Les Harkis de Philippe Faucon En 1h22 d’un film bien rythmé et sans pathos, le spectateur suit ces hommes qui ont quitté leur village et leur famille pour combattre aux côtés de la France. Alors que l’indépendance de l’Algérie arrive à grands pas, l’avenir de ces harkis, lui, apparaît de plus en plus sombre.

Il faut beaucoup d’intelligence, de courage et de maîtrise du sujet pour arriver à faire un film aussi juste sur un thème aussi clivant qui est le sort des harkis. C’est peut-être parce que Philippe Faucon a décidé de s’en tenir qu’à l’Histoire.

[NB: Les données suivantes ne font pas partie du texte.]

PR #2172, opened 2024-11-19
feat: option to modify estimated fees in /v2/fees/transaction proxy

zone117x:
Adds a hook to the `/v2/fees/transaction` endpoint in the RPC proxy. 

Configure using the env var `STACKS_CORE_FEE_ESTIMATION_MODIFIER`. The fee estimations returned by the stacks-node will be multiplied by this value.

For example with `STACKS_CORE_FEE_ESTIMATION_MODIFIER=0.5`, if the response from stacks-core is:
```
estimations: [
  { fee: 400 },
  { fee: 800 },
  { fee: 1000 }
]
```
Then the modified response will be:
```
estimations: [
  { fee: 200 },
  { fee: 400 },
  { fee: 500 }
]
```

### DIFF
--- a/src/api/routes/core-node-rpc-proxy.ts
+++ b/src/api/routes/core-node-rpc-proxy.ts
@@ -152,9 +152,7 @@ export const CoreNodeRpcProxyRouter: FastifyPluginAsync<
     upstream: `http://${stacksNodeRpcEndpoint}`,
     rewritePrefix: '/v2',
     http2: false,
-    // Use the `node:http` agent for requests https://github.com/fastify/fastify-reply-from?tab=readme-ov-file#globalagent
     globalAgent: true,
-    http: {},
     preValidation: async (req, reply) => {
       if (getReqUrl(req).pathname !== '/v2/transactions') {
         return;
--- a/src/api/routes/core-node-rpc-proxy.ts
+++ b/src/api/routes/core-node-rpc-proxy.ts
@@ -21,6 +21,38 @@ function getReqUrl(req: { url: string; hostname: string }): URL {
   return new URL(req.url, `http://${req.hostname}`);
 }
 
+// https://github.com/stacks-network/stacks-core/blob/20d5137438c7d169ea97dd2b6a4d51b8374a4751/stackslib/src/chainstate/stacks/db/blocks.rs#L338
+const MINIMUM_TX_FEE_RATE_PER_BYTE = 1;
+
+function getFeeEstimationModifier(): number | null {
+  const feeEstimationModifier = process.env['STACKS_CORE_FEE_ESTIMATION_MODIFIER'];
+  if (!feeEstimationModifier) {
+    return null;
+  }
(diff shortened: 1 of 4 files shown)


src/api/routes/core-node-rpc-proxy.ts
```diff
@@ -21,6 +21,38 @@ function getReqUrl(req: { url: string; hostname: string }): URL {
   return new URL(req.url, `http://${req.hostname}`);
 }
 
+// https://github.com/stacks-network/stacks-core/blob/20d5137438c7d169ea97dd2b6a4d51b8374a4751/stackslib/src/chainstate/stacks/db/blocks.rs#L338
+const MINIMUM_TX_FEE_RATE_PER_BYTE = 1;
+
+function getFeeEstimationModifier(): number | null {
```
rafaelcr, line 27: Can we do this in a lazy way? e.g. parse once and keep it cached in a global var

src/api/routes/core-node-rpc-proxy.ts
```diff
@@ -121,6 +153,9 @@ export const CoreNodeRpcProxyRouter: FastifyPluginAsync<
     upstream: `http://${stacksNodeRpcEndpoint}`,
     rewritePrefix: '/v2',
     http2: false,
+    // Use the `node:http` agent for requests https://github.com/fastify/fastify-reply-from?tab=readme-ov-file#globalagent
+    globalAgent: true,
+    http: {},
```
zone117x, line 158: Fastify defaults to using Fetch/undici which isn't supported by the `nock` testing lib used to mock network responses. These settings cause it to use the `node:http` global agent. From what I understand, it's a bit slower but probably fine.

src/api/routes/core-node-rpc-proxy.ts
zone117x: Let me see if I can do that in a way that still lets the test configure it..

src/api/routes/core-node-rpc-proxy.ts
rafaelcr: Curious, have you tried using the `MockAgent`? https://github.com/hirosystems/token-metadata-api/blob/0c02a159290925963d516403d712582e79c7db2d/tests/token-queue/process-smart-contract-job.test.ts#L44-L56

src/api/routes/core-node-rpc-proxy.ts
zone117x: Done

src/api/routes/core-node-rpc-proxy.ts
zone117x: Nice looks like that works https://github.com/hirosystems/stacks-blockchain-api/pull/2172/commits/6ab509e5087f9601ef3ba52479a3cd66b3000490

rafaelcr (approved):
LGTM!

obycode (approved):
LGTM!

Issue #2146, opened 2024-10-28
subscribeBlocks & subscribeMempool Not Working


dhwndud408:
Hi! dev teams.

I am making code with your api.
Here is my computer info.
Mac OS Sonoma14.4
Node 18.19.1
NPM 10.2.4
API version: 8.2.0

Here is the typescript code

```
import * as stacks from '@stacks/blockchain-api-client';
const socketUrl = "https://api.mainnet.hiro.so";
const socket = new stacks.StacksApiSocketClient({ url: socketUrl });

let client = await stacks.connectWebSocketClient('wss://api.mainnet.hiro.so/');


sub = await socket.subscribeBlocks((event) => {
   console.log(event)
}
sub = await socket.subscribeBlocks((event) => {
console.log(event)
}
```
After about 6 hours, the websocket stops.

I also see the this report.
https://github.com/hirosystems/stacks-blockchain-api/issues/1885

The admin said it was resolved on above link, but it seems the issue has resurfaced with the Nakamoto update.

zone117x:
Did you try the code in the referenced issue?

> if you specify the `transports` option explicitly then the code works, here's an example:
> 
> 
> 
> ```js
> 
> let s = document.createElement('script');
> 
> s.src = "https://www.unpkg.com/@stacks/blockchain-api-client@7.10.0/lib/index.umd.js";
> 
> document.head.appendChild(s);
> 
> s.onload = () => {
> 
>   let client = new StacksBlockchainApiClient.StacksApiSocketClient({
> 
>       url: 'https://api.mainnet.hiro.so/',
> 
>       socketOpts: {
> 
>           transports: ['websocket'], // <-- workaround
> 
>       }
> 
>   });
> 
>   client.subscribeBlocks(block => console.log('block', block));
> 
>   client.subscribeMempool(tx => console.log('mempool', tx));
> 
> };
> 
> ```

 _Originally posted by @zone117x in [#1885](https://github.com/hirosystems/stacks-blockchain-api/issues/1885#issuecomment-2096304075)_



Also, please follow these socket-io debugging instructions and include the error debug logs here.

dhwndud408:
> Did you try the code in the referenced issue?
> 
> > if you specify the `transports` option explicitly then the code works, here's an example:
> > let s = document.createElement('script');
> > 
> > s.src = "https://www.unpkg.com/@stacks/blockchain-api-client@7.10.0/lib/index.umd.js";
> > 
[...]

PR #2174, opened 2024-11-21
Fix: socket-io reconnect

zone117x:
Closes https://github.com/hirosystems/stacks-blockchain-api/issues/2146

There's a bug in the socket-io client reconnection logic, where an invalid empty topic was being sent. 
```js
client.socket.on('connect_error', error => {
  console.error('Socket connection was denied by the server', error);
  // > Socket connection was denied by the server Error: Invalid topic: 
});
```

This PR fixes the bug in the client, and also updates the server code to ignore empty topics so that existing client versions will work.


rafaelcr (approved):
LGTM

Issue #2187, opened 2024-12-17
Change tBTC faucet amounts


CharlieC3:
Currently the tBTC faucet allows users to request 0.5 tBTC. I feel this default is too high now that sBTC is available and people will be requesting tBTC to play with it on testnet.

We should update the default amount to 0.01 tBTC and allow users to request more, which would be the original amount of 0.5.

PR #2188, opened 2024-12-17
Feat/tbtc faucet amounts

CharlieC3:
Closes https://github.com/hirosystems/stacks-blockchain-api/issues/2187

* Changes the default tBTC faucet amount from 0.5 -> 0.01 tBTC
* Adds a URL query option to the tBTC faucet to allow the user the request a larger amount of tBTC (the original amount of 0.5)
* Updates some Bitcoin-related text from `testnet` to `regtest` since we've replaced Bitcoin testnet with regtest on Stacks testnet

### DIFF
--- a/src/api/routes/faucets.ts
+++ b/src/api/routes/faucets.ts
@@ -74,25 +74,25 @@ export const FaucetRoutes: FastifyPluginAsync<
       preHandler: missingBtcConfigMiddleware,
       schema: {
         operationId: 'run_faucet_btc',
-        summary: 'Add testnet BTC tokens to address',
-        description: `Add 0.01 BTC token to the specified testnet BTC address.
+        summary: 'Add regtest BTC tokens to address',
+        description: `Add 0.01 BTC token to the specified regtest BTC address.
 
-        The endpoint returns the transaction ID, which you can use to view the transaction in a testnet Bitcoin block
+        The endpoint returns the transaction ID, which you can use to view the transaction in a regtest Bitcoin block
         explorer. The tokens are delivered once the transaction has been included in a block.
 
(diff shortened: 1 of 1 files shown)


CharlieC3:
Will fix the btc faucet test in a bit.

obycode:
If we're concerned about the amount of BTC available, I'd recommend lowering this even further. If we think about in Sats, 0.01 is still a million Sats, so we could go much lower. We'd also want to make sure that our Stacks miners are keeping their spend low, so that other miners can join in with low amounts.

To help out, we could also:
- Add a sink, an easy way for people to send their tBTC back to the faucet
- Make sure that our stackers are sending their tBTC back to the faucet (or directly specifying a faucet address in their stacking commands)

rafaelcr (approved):

CharlieC3:
Agreed on lowering the rBTC amount even more in wake of recent discussions, and I like the ideas you mentioned! Those can definitely be ironed out or configured in Q1 2025.
@obycode What default rBTC were you thinking would be suitable if not 0.01? 1k sats?

obycode:
> What default rBTC were you thinking would be suitable if not 0.01? 1k sats?

We may need to go a little higher than 1k because we have to account for what the node considers dust amounts, and will not accept transactions below, which is something like 500-600 sats for a simple transfer. Maybe 10k would be good?

aldur:
Thank you for this! If you let me know once 8.4.0 gets deployed to testnet API, I'll update the sBTC bridge code to request less.

CharlieC3:
@aldur This is live! default rBTC faucet requests are transferring 10k sats
https://mempool.bitcoin.regtest.hiro.so/tx/9d19c0f1ceff1c928d2776f49881869447cfd346d0ceea6d00af5fbb3edbd069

Rien, ni personne, n’est épargné. Ni la violence des harkis qui ont participé pour certains d’entre eux aux tortures de leurs frères algériens, ni celle des dirigeants du FLN qui ont su se montrer intraitables avec ceux qu’ils considéraient comme des traîtres, et ni surtout l’immense responsabilité de l’État français et du général de Gaulle, grandement coupable dans leur abandon en Algérie.

Si quelques milliers d’entre eux ont pu rejoindre la France, la majorité n’a pas eu d’autre choix que de rester dans un pays où ils étaient devenus des hommes à abattre.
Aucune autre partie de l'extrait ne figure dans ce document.